▶ **PROBLEM**
Return the records below word for word.

▶ **GIVEN DATA**
PR #533, opened 2021-02-16
Add javascript examples documentation

davidebriani:
This PR updates JavaScript examples:
- dependencies are updated
- implementation code is fixed and updated
- a `README.md` file is added to each example as a mean to document supposed usage

Impacted examples include:

`javascript-sensors-viewer`

javascript-sensors-viewer-stream-test

`sensor-graph`

sensor-graph

`sensors-viewer`

sensors-viewer-stream-test


examples/README.md
```diff
@@ -0,0 +1,13 @@
+# Examples
+
+This is a collection of examples that show how you could approach some use cases in fetching and
```
Pavinati, line 3: What about `[...] that show how to interact with Astarte in common user cases.`

examples/javascript-sensors-viewer/README.md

▶ **SOLUTION FOR THIS TASK**
PR #533, opened 2021-02-16
Add javascript examples documentation

davidebriani:
This PR updates JavaScript examples:
- dependencies are updated
- implementation code is fixed and updated
- a `README.md` file is added to each example as a mean to document supposed usage

Impacted examples include:

`javascript-sensors-viewer`

javascript-sensors-viewer-stream-test

`sensor-graph`

sensor-graph

`sensors-viewer`

sensors-viewer-stream-test


examples/README.md
```diff
@@ -0,0 +1,13 @@
+# Examples
+
+This is a collection of examples that show how you could approach some use cases in fetching and
```
Pavinati, line 3: What about `[...] that show how to interact with Astarte in common user cases.`

examples/javascript-sensors-viewer/README.md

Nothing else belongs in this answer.